If you're not curious enough to dive in full time then stay with ST.

I had the following reasons for switching:

* it's open source

* even if it is just 1-2% improvement that's a benefit you'll have every day for years - there's no guarantee but I wanted to see if it does help

* as it's a command line tool it feels like you're closer to your code

* you obviously get benefits in your SSH sessions

* it does kind of feel like wearing a tailored suit, you set it up exactly the way you want it

* I should be able to do everything that I could do in ST in Vim but I don't think it's the other way round

------
teolandon
> Week 4: Compose Vim commands with verbs and nouns

Really? I discovered and abused this week 1, it's way too good, and the main
reason I switched and stayed in vim. I would think "delete around word" and
hit the keys, or "yank inside (", it works too well to be a week 4 feature to
use.

------
sevensor
Being able to do more with your text editor is one reason to learn vim, and
it's the theme I see over and over in these "learn vim" posts. But it's also
responsible for the idea that, in the words of the article, "learning vim is a
lot of work." It's just not true that learning vim is a lot of work --
learning to do a lot of things with vim is a lot of work. But basic hjkl
navigation, switching between normal and insert mode with i and ESC, saving
and exiting with :w and :q, deleting text with x and dw, these take a day to
learn, tops. Learning the basics pays off right away, but it doesn't pay off
in terms of being able to use advanced features.
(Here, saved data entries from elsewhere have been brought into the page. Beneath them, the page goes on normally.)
PR #784, opened 2022-11-08
Fix an output bug

c-prather:
While looking at making output naming/production a little more flexible, I noticed an output bug: if the code would stop because the current step number is >=nlim (part of the KeepGoing() check), then an output may be produced twice on the last step.

This was likely only ever triggered when outputs were produced every single step during debugging, so I doubt anyone hit it in a way that mattered, and in any case the "workaround" to produce normal behavior would just be to delete the last numbered file before "final."

Anyway, I fixed it.  A wider reimagining of outputs will will take a while longer, so if it misses the next release we should at least not carry around a known bug with a one-line fix.

Ulterior motive: how small a PR is too small?  I can add the usual stuff to this PR, but I'd be happy if another pending output-related PR picked it up too -- at some point, writing too much about one line is a waste of time.  Maybe some protocol around "miscellaneous fixes" PRs to try to bundle things like this?

### DIFF
--- a/CHANGELOG.md
+++ b/CHANGELOG.md
@@ -17,6 +17,7 @@
 - [[PR 663]](https://github.com/lanl/parthenon/pull/663) Change bvals_in_one to use sparse boundary buffers and add flux_correction in one.
 
 ### Fixed (not changing behavior/API/variables/...)
+- [[PR 777]](https://github.com/parthenon-hpc-lab/parthenon/pull/784) Fix double-output of last file in rare cases 
 - [[PR 740]](https://github.com/lanl/parthenon/pull/740) Faster PHDF file load times in phdf.py
 - [[PR 751]](https://github.com/lanl/parthenon/pull/751) Delete useless file in advection example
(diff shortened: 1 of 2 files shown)


Yurlungur (approved):
Changelog?

Yurlungur:
> Ulterior motive: how small a PR is too small? I can add the usual stuff to this PR, but I'd be happy if another pending output-related PR picked it up too -- at some point, writing too much about one line is a waste of time. Maybe some protocol around "miscellaneous fixes" PRs to try to bundle things like this?

IMO it's fine either way. If you want to submit a tiny PR that's fine and if you want to submit a miscellaneous fixes PR that's fine too.

brryan (approved):
Nice fix, thanks for catching this. Someday I'm sure this would show up in a real calculation and it could be incredibly confusing.

c-prather:
I believe I've seen it. Definitely only in debug stuff, though, it (and regex being hard, and the fact they were sometimes stale...) led to me always ignoring the 'final' files when a sim ran to the end.

Re: PRs: alright, if this is just a way to do things, screw it.  Changelog updated.

PR #795, opened 2022-12-01
Fix length-1 vectors in output format version >= 3

brryan:
## PR Summary

With parthenon output format version 3 introduced in #781, scalars are now output as scalars instead of length 1 vectors, drawing a distinction between scalars and length 1 vectors. Previously, `phdf` would identify length-1 vectors as scalars and reshape such arrays in the `Get` call. This breaks length-1 vectors that we sometimes have downstream; I missed fixing this when working on #781. This small PR fixes this issue.

## PR Checklist

- [x] Code passes cpplint
- [x] Code is formatted


brryan:
@par-hermes format

brryan:
This was actually a bug because in output format version 3 `vLen` was being set to `vShape[1]`, which would be either a length of a component index or `Nx3`.  And then if `vLen` was 1 the array would be reshaped. BUT if `vLen = Nx3 = 1`, the array would just be reshaped to `nblocks, nx3, nx2, nx1` i.e. it would be unchanged. Since this bug would only occur for length-1 vector data, I don't *think* this change should break either athenapk or kharma output

brryan:
@par-hermes format

c-prather:
The changes themselves look fine, though I don't output any length-1 vectors to test.

Is there a reason to use two `reshape()` calls here though, rather than `squeeze()`?

brryan:
> The changes themselves look fine, though I don't output any length-1 vectors to test.
> 
> Is there a reason to use two `reshape()` calls here though, rather than `squeeze()`?

Fortunately `output_hdf5` includes length-1 vectors (hence the need for an upgold). Also, I use length-1 vectors in phoebus and this works there.

The `reshape` code is from at least a while ago; in the interest of time I'd rather just leave it as is since I don't think there are performance or correctness issues with `reshape` vs `squeeze`.

c-prather (approved):

c-prather:
Fair enough. When someone gets around to it, `squeeze` will definitely use less memory and likely be faster -- maybe something for a Python cleanup PR later on.

Yurlungur (approved):
Seems fine to me but an AthenaPK developer should look at it

pgrete:
The pipeline failed: https://github.com/parthenon-hpc-lab/parthenon/actions/runs/3938681656/jobs/6737654886

@brryan looks like not all gold standard content is up to date

brryan:
@pgrete OK this should be working now, didn't require an upgold (only `phdf.py` changes anyway)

There's an alternative reason
to learn vim that I never see anybody mention.

Vim allows you to think less about your text editor. Once the basic editing
commands become automatic, vim puts the least friction between your brain and
your text. No mouse, no arrow keys, your fingers mostly don't stray from the
home row. (Especially if you learn to use ^[ for ESC.) It's as big a gain as
learning to touch-type. The productive insights accumulate with time. It
really doesn't matter to the beginner that dw composes a command and a motion.
It deletes to the start of the next word, and that's enough for now. The idea
that you don't actually know vim if you don't understand its grammar is
ridiculous. It's like saying that kids can't speak English because they
haven't learned how to diagram a sentence.

The whole "learning vim is super-productive but super-hard" narrative is just
condescending ego-stroking from people who already know how to use it. I
suspect it's actually discouraging people from learning vim, which isn't
actually very hard. Half a dozen commands, and one crucial concept -- normal
mode -- and you're off to the races.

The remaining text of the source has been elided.